TASK INPUTS Block Start

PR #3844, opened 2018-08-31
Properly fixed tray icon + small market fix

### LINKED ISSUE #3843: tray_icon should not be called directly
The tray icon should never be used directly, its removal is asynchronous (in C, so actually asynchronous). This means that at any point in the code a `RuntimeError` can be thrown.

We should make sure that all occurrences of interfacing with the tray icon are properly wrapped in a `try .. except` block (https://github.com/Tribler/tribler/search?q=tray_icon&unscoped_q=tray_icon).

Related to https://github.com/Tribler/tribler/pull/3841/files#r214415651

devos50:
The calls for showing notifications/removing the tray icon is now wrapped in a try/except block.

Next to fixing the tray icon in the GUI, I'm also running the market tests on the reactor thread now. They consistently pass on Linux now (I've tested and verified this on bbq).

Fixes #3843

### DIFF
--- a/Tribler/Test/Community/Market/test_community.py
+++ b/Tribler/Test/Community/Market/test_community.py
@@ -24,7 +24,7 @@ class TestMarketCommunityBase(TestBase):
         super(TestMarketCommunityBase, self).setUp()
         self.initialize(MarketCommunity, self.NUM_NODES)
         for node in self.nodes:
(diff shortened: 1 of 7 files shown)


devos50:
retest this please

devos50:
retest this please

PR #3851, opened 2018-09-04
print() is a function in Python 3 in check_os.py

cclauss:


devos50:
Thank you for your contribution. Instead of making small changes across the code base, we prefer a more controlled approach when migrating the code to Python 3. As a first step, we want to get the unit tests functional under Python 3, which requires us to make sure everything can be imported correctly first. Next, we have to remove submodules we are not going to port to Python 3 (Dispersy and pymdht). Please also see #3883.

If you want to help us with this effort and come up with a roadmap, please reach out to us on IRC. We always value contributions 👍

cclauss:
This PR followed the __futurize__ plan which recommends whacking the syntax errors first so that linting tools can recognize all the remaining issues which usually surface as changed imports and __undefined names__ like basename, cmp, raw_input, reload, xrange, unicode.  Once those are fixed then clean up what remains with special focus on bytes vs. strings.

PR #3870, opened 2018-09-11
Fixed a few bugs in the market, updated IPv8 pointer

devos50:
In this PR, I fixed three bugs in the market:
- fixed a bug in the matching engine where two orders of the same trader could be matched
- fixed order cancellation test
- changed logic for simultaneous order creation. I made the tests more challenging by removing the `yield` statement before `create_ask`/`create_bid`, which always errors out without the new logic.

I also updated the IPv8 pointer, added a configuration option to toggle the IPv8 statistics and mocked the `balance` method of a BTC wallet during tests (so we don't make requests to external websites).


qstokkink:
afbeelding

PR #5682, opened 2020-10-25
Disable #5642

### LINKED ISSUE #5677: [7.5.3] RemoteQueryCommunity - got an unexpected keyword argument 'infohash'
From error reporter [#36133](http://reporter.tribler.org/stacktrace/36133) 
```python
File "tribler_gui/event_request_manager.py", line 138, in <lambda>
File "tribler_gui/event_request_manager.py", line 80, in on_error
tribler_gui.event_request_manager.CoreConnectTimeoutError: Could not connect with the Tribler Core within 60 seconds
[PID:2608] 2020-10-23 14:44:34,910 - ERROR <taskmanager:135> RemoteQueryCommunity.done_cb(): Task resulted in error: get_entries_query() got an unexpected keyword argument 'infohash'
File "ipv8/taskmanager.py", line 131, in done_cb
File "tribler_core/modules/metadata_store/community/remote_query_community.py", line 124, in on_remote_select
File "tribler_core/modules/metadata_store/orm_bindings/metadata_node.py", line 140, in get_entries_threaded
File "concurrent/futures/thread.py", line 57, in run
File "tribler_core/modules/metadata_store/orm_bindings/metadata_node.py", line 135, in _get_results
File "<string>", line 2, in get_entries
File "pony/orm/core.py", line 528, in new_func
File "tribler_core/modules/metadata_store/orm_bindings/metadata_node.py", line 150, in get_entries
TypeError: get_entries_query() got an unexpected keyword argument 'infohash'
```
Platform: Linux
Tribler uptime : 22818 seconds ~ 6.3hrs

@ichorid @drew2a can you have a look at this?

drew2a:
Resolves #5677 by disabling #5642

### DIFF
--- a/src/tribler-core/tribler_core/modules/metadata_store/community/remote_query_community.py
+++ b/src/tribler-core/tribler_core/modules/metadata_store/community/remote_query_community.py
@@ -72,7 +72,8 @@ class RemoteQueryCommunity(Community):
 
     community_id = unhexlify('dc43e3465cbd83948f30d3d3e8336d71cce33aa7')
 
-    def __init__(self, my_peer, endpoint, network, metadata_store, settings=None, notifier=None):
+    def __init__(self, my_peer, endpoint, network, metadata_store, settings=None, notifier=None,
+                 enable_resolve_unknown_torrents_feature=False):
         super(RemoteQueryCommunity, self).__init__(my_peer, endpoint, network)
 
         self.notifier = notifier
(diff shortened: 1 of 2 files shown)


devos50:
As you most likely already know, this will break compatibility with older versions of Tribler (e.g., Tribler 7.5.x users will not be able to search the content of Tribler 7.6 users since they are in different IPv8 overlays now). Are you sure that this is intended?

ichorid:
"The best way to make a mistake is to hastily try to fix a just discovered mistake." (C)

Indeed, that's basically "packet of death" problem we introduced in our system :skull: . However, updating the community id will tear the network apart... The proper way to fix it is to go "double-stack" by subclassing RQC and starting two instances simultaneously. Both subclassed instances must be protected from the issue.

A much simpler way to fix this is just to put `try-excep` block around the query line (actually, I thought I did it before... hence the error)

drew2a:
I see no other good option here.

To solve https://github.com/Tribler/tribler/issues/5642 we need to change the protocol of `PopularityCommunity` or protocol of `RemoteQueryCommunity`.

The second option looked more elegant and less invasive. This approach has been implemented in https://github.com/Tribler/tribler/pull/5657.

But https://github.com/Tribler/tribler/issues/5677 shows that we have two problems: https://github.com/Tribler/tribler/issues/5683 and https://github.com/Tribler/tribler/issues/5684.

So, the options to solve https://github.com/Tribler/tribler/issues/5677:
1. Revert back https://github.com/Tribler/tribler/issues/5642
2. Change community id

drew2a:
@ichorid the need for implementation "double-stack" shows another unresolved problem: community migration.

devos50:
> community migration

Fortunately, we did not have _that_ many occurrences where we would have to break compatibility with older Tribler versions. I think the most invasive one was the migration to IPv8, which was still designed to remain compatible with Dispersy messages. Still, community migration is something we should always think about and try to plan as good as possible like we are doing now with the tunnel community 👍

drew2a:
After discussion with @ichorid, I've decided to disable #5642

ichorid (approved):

TASK INPUTS Block End

* _ABOUT THIS TASK_
Write out a word-for-word copy of every entry above.

* _TASK RESPONSE_
PR #3844, opened 2018-08-31
Properly fixed tray icon + small market fix

### LINKED ISSUE #3843: tray_icon should not be called directly
The tray icon should never be used directly, its removal is asynchronous (in C, so actually asynchronous). This means that at any point in the code a `RuntimeError` can be thrown.

We should make sure that all occurrences of interfacing with the tray icon are properly wrapped in a `try .. except` block (https://github.com/Tribler/tribler/search?q=tray_icon&unscoped_q=tray_icon).

Related to https://github.com/Tribler/tribler/pull/3841/files#r214415651

devos50:
The calls for showing notifications/removing the tray icon is now wrapped in a try/except block.

Next to fixing the tray icon in the GUI, I'm also running the market tests on the reactor thread now. They consistently pass on Linux now (I've tested and verified this on bbq).

Fixes #3843

### DIFF
--- a/Tribler/Test/Community/Market/test_community.py
+++ b/Tribler/Test/Community/Market/test_community.py
@@ -24,7 +24,7 @@ class TestMarketCommunityBase(TestBase):
         super(TestMarketCommunityBase, self).setUp()
         self.initialize(MarketCommunity, self.NUM_NODES)
         for node in self.nodes:
(diff shortened: 1 of 7 files shown)


devos50:
retest this please

devos50:
retest this please

PR #3851, opened 2018-09-04
print() is a function in Python 3 in check_os.py

cclauss:


devos50:
Thank you for your contribution. Instead of making small changes across the code base, we prefer a more controlled approach when migrating the code to Python 3. As a first step, we want to get the unit tests functional under Python 3, which requires us to make sure everything can be imported correctly first. Next, we have to remove submodules we are not going to port to Python 3 (Dispersy and pymdht). Please also see #3883.

If you want to help us with this effort and come up with a roadmap, please reach out to us on IRC. We always value contributions 👍

cclauss:
This PR followed the __futurize__ plan which recommends whacking the syntax errors first so that linting tools can recognize all the remaining issues which usually surface as changed imports and __undefined names__ like basename, cmp, raw_input, reload, xrange, unicode.  Once those are fixed then clean up what remains with special focus on bytes vs. strings.

PR #3870, opened 2018-09-11
Fixed a few bugs in the market, updated IPv8 pointer

devos50:
In this PR, I fixed three bugs in the market:
- fixed a bug in the matching engine where two orders of the same trader could be matched
- fixed order cancellation test
- changed logic for simultaneous order creation. I made the tests more challenging by removing the `yield` statement before `create_ask`/`create_bid`, which always errors out without the new logic.

I also updated the IPv8 pointer, added a configuration option to toggle the IPv8 statistics and mocked the `balance` method of a BTC wallet during tests (so we don't make requests to external websites).


qstokkink:
afbeelding

PR #5682, opened 2020-10-25
Disable #5642

### LINKED ISSUE #5677: [7.5.3] RemoteQueryCommunity - got an unexpected keyword argument 'infohash'
From error reporter [#36133](http://reporter.tribler.org/stacktrace/36133) 
```python
File "tribler_gui/event_request_manager.py", line 138, in <lambda>
File "tribler_gui/event_request_manager.py", line 80, in on_error
tribler_gui.event_request_manager.CoreConnectTimeoutError: Could not connect with the Tribler Core within 60 seconds
[PID:2608] 2020-10-23 14:44:34,910 - ERROR <taskmanager:135> RemoteQueryCommunity.done_cb(): Task resulted in error: get_entries_query() got an unexpected keyword argument 'infohash'
File "ipv8/taskmanager.py", line 131, in done_cb
File "tribler_core/modules/metadata_store/community/remote_query_community.py", line 124, in on_remote_select
File "tribler_core/modules/metadata_store/orm_bindings/metadata_node.py", line 140, in get_entries_threaded
File "concurrent/futures/thread.py", line 57, in run
File "tribler_core/modules/metadata_store/orm_bindings/metadata_node.py", line 135, in _get_results
File "<string>", line 2, in get_entries
File "pony/orm/core.py", line 528, in new_func
File "tribler_core/modules/metadata_store/orm_bindings/metadata_node.py", line 150, in get_entries
TypeError: get_entries_query() got an unexpected keyword argument 'infohash'
```
Platform: Linux
Tribler uptime : 22818 seconds ~ 6.3hrs

@ichorid @drew2a can you have a look at this?

drew2a:
Resolves #5677 by disabling #5642

### DIFF
--- a/src/tribler-core/tribler_core/modules/metadata_store/community/remote_query_community.py
+++ b/src/tribler-core/tribler_core/modules/metadata_store/community/remote_query_community.py
@@ -72,7 +72,8 @@ class RemoteQueryCommunity(Community):
 
     community_id = unhexlify('dc43e3465cbd83948f30d3d3e8336d71cce33aa7')
 
-    def __init__(self, my_peer, endpoint, network, metadata_store, settings=None, notifier=None):
+    def __init__(self, my_peer, endpoint, network, metadata_store, settings=None, notifier=None,
+                 enable_resolve_unknown_torrents_feature=False):
         super(RemoteQueryCommunity, self).__init__(my_peer, endpoint, network)
 
         self.notifier = notifier
(diff shortened: 1 of 2 files shown)


devos50:
As you most likely already know, this will break compatibility with older versions of Tribler (e.g., Tribler 7.5.x users will not be able to search the content of Tribler 7.6 users since they are in different IPv8 overlays now). Are you sure that this is intended?

ichorid:
"The best way to make a mistake is to hastily try to fix a just discovered mistake." (C)

Indeed, that's basically "packet of death" problem we introduced in our system :skull: . However, updating the community id will tear the network apart... The proper way to fix it is to go "double-stack" by subclassing RQC and starting two instances simultaneously. Both subclassed instances must be protected from the issue.

A much simpler way to fix this is just to put `try-excep` block around the query line (actually, I thought I did it before... hence the error)

drew2a:
I see no other good option here.

To solve https://github.com/Tribler/tribler/issues/5642 we need to change the protocol of `PopularityCommunity` or protocol of `RemoteQueryCommunity`.

The second option looked more elegant and less invasive. This approach has been implemented in https://github.com/Tribler/tribler/pull/5657.

But https://github.com/Tribler/tribler/issues/5677 shows that we have two problems: https://github.com/Tribler/tribler/issues/5683 and https://github.com/Tribler/tribler/issues/5684.

So, the options to solve https://github.com/Tribler/tribler/issues/5677:
1. Revert back https://github.com/Tribler/tribler/issues/5642
2. Change community id

drew2a:
@ichorid the need for implementation "double-stack" shows another unresolved problem: community migration.

devos50:
> community migration

Fortunately, we did not have _that_ many occurrences where we would have to break compatibility with older Tribler versions. I think the most invasive one was the migration to IPv8, which was still designed to remain compatible with Dispersy messages. Still, community migration is something we should always think about and try to plan as good as possible like we are doing now with the tunnel community 👍

drew2a:
After discussion with @ichorid, I've decided to disable #5642

ichorid (approved):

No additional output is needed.